Toda vida es un regalo. Y si es Dios mismo quien nos regala su misma vida, entonces Dios es gracia: es amor, generosidad, comunicación y entrega total. Así podemos entender la Gracia como la total y constante comunicación de Dios con el ser humano. Dios es adviento, el que siempre está llegando;mientras que el hombre es éxodo, el que siempre está buscando. Y en este buscar y llegar, Dios es el que no se cansa de ofrecernos su vida, su gracia. Esa gracia es insidiosa, terca. Cuando se la pone en la puerta, entra en por la ventana. Cuando no viene recta, es que viene ondulando y si no, viene en zig zag", como dijo Charles Feguy.

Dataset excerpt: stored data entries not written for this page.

PR #644, opened 2020-11-13
Fix: Git function creation fails due to missing GitRepository CR

pPrecel:
**Description**

- Change the order of operators used for the `kyma apply function` command

**Related issue(s)**

https://github.com/kyma-incubator/hydroform/issues/135

### DIFF
--- a/cmd/kyma/apply/function/function.go
+++ b/cmd/kyma/apply/function/function.go
@@ -41,6 +41,8 @@ Use the flags to specify the desired location for the source files or run the co
 
 	cmd.Flags().StringVarP(&o.Filename, "filename", "f", "", `Full path to the config file.`)
 	cmd.Flags().BoolVar(&o.DryRun, "dry-run", false, `Validated list of objects to be created from sources.`)
+	cmd.Flags().DurationVarP(&o.Timeout, "timeout", "t", 0, `Maximum time during which the local resources are being applied, where "0" means "infinite". Valid time units are "ns", "us" (or "µs"), "ms", "s", "m", "h".`)
+	cmd.Flags().BoolVarP(&o.Watch, "watch", "w", false, `Watches resources applied to the cluster to be sure that everything is applying in the correct order.`)
 	cmd.Flags().Var(&o.OnError, "onerror", `Flag used to define the Kyma CLI's reaction to an error when applying resources to the cluster. Use one of these options: 
 - nothing
 - purge`)
@@ -74,6 +76,8 @@ func (c *command) Run() error {
 	}
 	client := c.K8s.Dynamic()
 
+	mgr := manager.NewManager()
+
 	function, err := resources.NewFunction(configuration)
 	if err != nil {
 		return err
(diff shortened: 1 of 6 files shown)


cmd/kyma/apply/function/function.go
```diff
@@ -84,19 +84,21 @@ func (c *command) Run() error {
...
 		if err != nil {
 			return errors.Wrap(err, "Unable to read the Git repository from the provided configuration")
 		}
-		gitOperator := operator.NewGenericOperator(client.Resource(operator.GVRGitRepository).Namespace(configuration.Namespace), gitRepository)
-		operators[gitOperator] = nil
+		gitOperator = operator.NewGenericOperator(client.Resource(operator.GVRGitRepository).Namespace(configuration.Namespace), gitRepository)
+	}
+
+	operators := map[operator.Operator][]operator.Operator{
+		gitOperator: {},
```
clebs, line 98: What happens when you have a different type of source? You will have a `nil` key with an empty slice.

I would refactor this code so that the git operator gets added to the map only if the source type is git.

So first create the map with the generic operator that is added in all cases and later add the git one only if necessary.

pPrecel: Exactly. When the type of source is git, then there is an initialized operator with no child operators (operator: {}), but in a case with inline function, there is just nil with no child operators (nil: {}. `nil: nil` gives the same result). The manager works fine in all those cases ( [click for more](https://github.com/kyma-incubator/hydroform/blob/master/function/pkg/manager/manager_test.go#L239) ). Of course, I can change it and append the operator to the map when the type of source is set as `git`. But I think this is only a visual change because this will not speed up the code ;)

clebs (approved):

cmd/kyma/apply/function/function.go
```diff
@@ -99,12 +95,17 @@ func (c *command) Run() error {
...
+		operator.NewTriggersOperator(client.Resource(operator.GVKTriggers).Namespace(configuration.Namespace), triggers...),
+	}
+
 	mgr := manager.NewManager(operators)
 	options := manager.Options{
 		Callbacks:          callbacks(c),
 		OnError:            chooseOnError(c.opts.OnError),
 		DryRun:             c.opts.DryRun,
 		SetOwnerReferences: true,
+		WaitForApplying:    true,
```
clebs, line 108: Shouldn't this be configurable per flag?

I would also call it `watch` to be consistent with other CLI commands and tools like `kubectl`.
See:
https://github.com/kyma-project/cli/blob/33e45cb9ff60fc2b80f502873618628ea2feb425/cmd/kyma/test/run/cmd.go#L60

pPrecel: There will be more changes so I think that this PR is not ready to review yet. Of course, I will apply your suggestion but in the next commits, I will add more changes ;)

docs/gen-docs/kyma_apply_function.md
```diff
@@ -16,16 +16,18 @@ kyma apply function [flags]
...
+      --onerror value      Flag used to define the Kyma CLI's reaction to an error when applying resources to the cluster. Use one of these options: 
+                           - nothing
+                           - purge (default nothing)
+  -o, --output value       Flag used to define the command output format. Use one of these options:
+                           - text
+                           - json
+                           - yaml
+                           - none (default text)
+  -t, --timeout duration   Maximum time during which the local resources are being applied, where "0" means "infinite". Valid time units are "ns", "us" (or "µs"), "ms", "s", "m", "h".
+  -w, --watch              Watches resources applied to the cluster to be sure that everything is applying in the correct order.
```
kazydek, line 30:
```suggestion
  -w, --watch              Flag used to watch resources applied to the cluster to make sure that everything is applied in the correct order.
```

kazydek (dismissed):

cmd/kyma/apply/function/function_test.go
```diff
@@ -18,25 +19,33 @@ func TestFunctionFlags(t *testing.T) {
...
+		"--timeout", "15s",
+		"--watch", "true",
 	})
 	require.NoError(t, err, "Parsing flags should not return an error")
 	require.Equal(t, "/fakepath/config.yaml", o.Filename, "The parsed value for the --filename flag not as expected.")
 	require.Equal(t, true, o.DryRun, "The parsed value for the --dry-run flag not as expected.")
 	require.Equal(t, "purge", o.OnError.String(), "The parsed value for the --onerror flag not as expected.")
 	require.Equal(t, "json", o.Output.String(), "The parsed value for the --output flag not as expected.")
+	require.Equal(t, time.Duration(15)*time.Second, o.Timeout, "Default value for the --timeout flag not as expected.")
+	require.Equal(t, true, o.Watch, "Default value for the --watch flag not as expected.")
```
clebs, line 40: The message here is misleading, these are not default values.

cmd/kyma/apply/function/function_test.go
```diff
@@ -18,25 +19,33 @@ func TestFunctionFlags(t *testing.T) {
...
 
 	err = c.ParseFlags([]string{
 		"-f", "/config.yaml",
 		"-o", "yaml",
+		"-t", "5s",
```
clebs, line 45: Shouldn't this also test the shorthand flag for `watch` (`-w`)?

kazydek (approved):

clebs (approved):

Podemos hacernos una pregunta,¿si Dios es invisible y misterioso cómo se comunica con nosotros, que somos de carne y hueso? La relación y comunicación de Dios con nosotros es concreto, se hace cercanía de amor y de calor, de libertad y de fuerza en la presencia salvadora de Cristo vivo. Si yo acepto la llamada de Dios, si me abro a su gracia, si me decido a creer y seguir a Cristo, si me dejo guiar por su Espíritu, entonces surgirá en mi una transformación, un cambio, gracias al amor de Dios. Ese amor que hace iguales a los que se aman. Por eso, " la gracia de las gracias es encontrar al Señor Jesús como se encuentra a un amigo.
Alguien a quien entregamos la vida. Alguien que ha cambiado nuestra existencia, nuestro camino. Cualquiera que sea nuestros pecados, miserias y fracasos ... lo importante es saber que hemos encontrado al Señor" (Karl Rahner).
Es cierto que toda vida es gracia, pero no siempre nuestras acciones reflejan que estamos llenos de gracia. La gracia es vida, el pecado es muerte. Pecar es rechazar la gracia divina, su llamada a ser plenamente humanos.
El pecado oscurece la imagen de mi real existencia. Dejo de proyectar la imagen de Dios, según lo cual fuí creado y tampoco reflejo la imagen de Cristo, "la que fui llamado a reproducir con mi cristianismo" (Rm. 8,28-30).
Y como sabemos que estamos en gracia? Jesús nos advierte que "sólo por los frutos nos conocerán (Mateo 7,20). El amor, la paz. la libertad interior, la fe, la alegría, el perdón la generosidad, la solidaridad... son manifestaciones de la gracia de Dios. hay que pedirle esta gracia constantemente como si todo dependiese de Él y trabajar por mantenerla como si todo dependiese de nosotros.
A Santa Juana de Arco le hicieron sus jueces eclesiásticos una pregunta capciosa antes de enviarla a ala hoguera: ¿"Puedes asegurar que estas en gracia?" "Si no lo estoy, que Dios quiera ponerme en gracia. Y si lo estoy, que Dios me mantenga en ella". Sólo una santa, llena de gracia, podía responder con tanta humildad, tal sabiduría y semejante agudeza.